_Assignment_: Please report how many lines in the records below contain the word "behaviour", giving only that number.

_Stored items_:
PR #842, opened 2026-09-03
feat(workflow): default model for all steps (canvas selector)

### LINKED ISSUE #841: Workflows: no way to set one model for all steps
### Problem

When a workflow runs without an explicit model, every step falls back to the caller's global default model (`get_user_model_name`). The only way to make a whole workflow run on a specific model is to set a per-step **Model Override** on each step individually.

For multi-step workflows (e.g. an *RFA checklist*, 6+ tasks) this is tedious, easy to get inconsistent, and there is no single place to see or change the model a workflow runs on.

### Proposal

Add a **workflow-level default model**, set once on the Design canvas, applied to every step that doesn't have its own override.

- A **"Model — all steps"** selector on the Design canvas.
- Persisted on the workflow (`input_config.default_model`).
- `run_workflow` / `run_workflow_batch` use it when no explicit model is passed.
- **Precedence:** explicit run model > workflow default > user / system default.
- A per-step **Model Override** still wins.
- **"Automatic (system default)"** (blank) keeps today's behaviour.

### Acceptance criteria

- [ ] Selector visible on the Design canvas; disabled when the user can't manage the workflow.
- [ ] Selecting a model persists to `input_config.default_model` and survives a reload.
- [ ] A run with no explicit model uses the workflow default; blank falls through to the system default.
- [ ] Per-step overrides unaffected; existing workflows unaffected (backward compatible).

StringTheoryDev:
Closes #841

## What

Adds a workflow-level default model — a **"Model — all steps"** selector on the Design canvas — applied to every step that has no **Model Override** of its own.

## Why

Running a multi-step workflow on a specific model previously required setting a per-step override on every step. This adds one place to pick the model the whole workflow runs on.

## How

- **Backend** (`workflow_service.py`): in `run_workflow` and `run_workflow_batch`, when no explicit model is passed, fall back to `wf.input_config.default_model` before the user default. The resolved model is stamped on the `WorkflowResult` and passed to the step engine, which already treats it as the per-step default (a step's own override still wins).
- **Frontend** (`WorkflowEditorPanel.tsx`, `workflow.ts`): a canvas selector that persists to `input_config.default_model` (optimistic save), populated from `getModels()`. "Automatic (system default)" = blank = prior behaviour.

## Precedence

explicit run model → workflow `default_model` → user / system default. Blank is never used as a model.

## Testing

- `backend/tests/test_workflow_default_model.py` — 5 unit tests covering the full precedence (explicit wins; workflow default used and short-circuits; missing / null / blank fall through).
- Verified live end-to-end against a running stack: set on the canvas → persisted to Mongo (`input_config.default_model`) → resolved by `run_workflow` → workflow restored to its prior state.
- `ruff` (0.15.7) clean on `app/`; `tsc -b` clean; workflow test suite (82 tests) green.

## Compatibility

Additive and backward compatible — existing workflows keep the system default until a model is chosen.

### DIFF
--- a/backend/app/routers/workflows.py
+++ b/backend/app/routers/workflows.py
@@ -1114,8 +1114,17 @@ async def test_step(request: Request, req: TestStepRequest, user: User = Depends
             ss = await get_authorized_search_set(search_set_uuid, user)
             if not ss:
                 raise HTTPException(status_code=404, detail="Search set not found")
+    # Authorize the workflow before reading anything off it, so this cannot
+    # be used to learn another tenant's configured model.
+    workflow_input_config = None
+    if req.workflow_id:
+        wf = await get_authorized_workflow(req.workflow_id, user)
+        if not wf:
+            raise HTTPException(status_code=404, detail="Workflow not found")
+        workflow_input_config = wf.input_config
     task_id = await svc.test_step(
-        req.task_name, req.task_data, document_uuids, user.user_id, req.model
+        req.task_name, req.task_data, document_uuids, user.user_id, req.model,
+        workflow_input_config=workflow_input_config,
     )
     return {"task_id": task_id}
 
--- a/backend/app/schemas/workflows.py
+++ b/backend/app/schemas/workflows.py
@@ -135,6 +135,11 @@ class TestStepRequest(BaseModel):
     task_data: dict
     document_uuids: list[str]
     model: Optional[str] = None
+    # Lets Test Step honour the workflow's own default model. A step whose
+    # selector reads "Use workflow default" was otherwise tested on the user's
+    # default and run on the workflow's -- tuned against one model, run on
+    # another, with the label saying otherwise.
+    workflow_id: Optional[str] = None
 
 
 class ReorderStepsRequest(BaseModel):
--- a/backend/app/services/workflow_optimizer.py
+++ b/backend/app/services/workflow_optimizer.py
@@ -1169,8 +1169,14 @@ async def _execute_workflow_inproc(
     sys_config = await SystemConfig.get_config()
     sys_config_doc = sys_config.model_dump() if sys_config else {}
 
-    # Default model: same resolution path Celery uses.
-    model = await get_user_model_name(user_id)
+    # Default model: same resolution path Celery uses -- the workflow's own
+    # default first, then the user's. Measuring the workflow on a model it will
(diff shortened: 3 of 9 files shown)


ViaJables:
Reviewed and pushed one commit. Thanks for this — the core mechanism is right: precedence is correct, a per-step Model Override still wins, and existing workflows with per-step models are genuinely untouched on both save and run. I checked that specifically.

What I changed: the canvas says a default model **"Runs every step on this model"** and does not qualify it, but only the interactive and batch run paths honoured it. Three others did not:

- **Scheduled / folder-watch runs** (`passive_tasks.py`) resolved `available_models[0]` and never looked at the workflow — it did not even honour the owner's default. Set the default to Sonnet, click Run → Sonnet; let the nightly automation fire → whatever is first in System Config. Same workflow, two models, nothing in the UI saying so.
- **The optimizer's in-process run** resolved the user default under a comment reading *"same resolution path Celery uses"* — a comment this feature made false. Validation was scoring the workflow on a model it would not run on, so the score, and any prompts or overrides tuned from it, described a configuration that never executes.
- **Test Step** took the user default, so a step whose selector reads "Use workflow default" was tuned against one model and run against another. That needed the workflow threaded through the schema, router and canvas call; the authorization check runs before `input_config` is read.

The resolution was already duplicated between the interactive and batch paths, so it now lives once in `resolve_run_model()`. Precedence is unchanged.

On tests: the five new cases all fail with the app changes reverted. One covers the **batch** path specifically — its copy of the resolution line was independently revertible with zero coverage, and batch is the default whenever more than one document is selected, which is the multi-document case #841 is really about.

**One thing I deliberately did not touch, because it is a product call rather than a bug.** The agentic-chat `run_workflow` tool passes the ambient chat model as `model=`, which makes it look like an explicit request and outrank the workflow default. So "run the RFA checklist on this document" in chat uses your chat model while the canvas still reads the workflow's. Whether that is wrong depends on whether the chat's model should win — worth deciding before this merges forward to `major/agentic-chat`, where chat is the common run path.

**Also pre-existing, not from this PR:** if an admin later removes the chosen model from System Config, the canvas falls back to displaying "Automatic (system default)" while runs still resolve the dead name and fail at the provider. `input_config.default_model` bypasses `get_user_model_name`'s tag resolution and self-heal. Worth a follow-up.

_Response below_: 2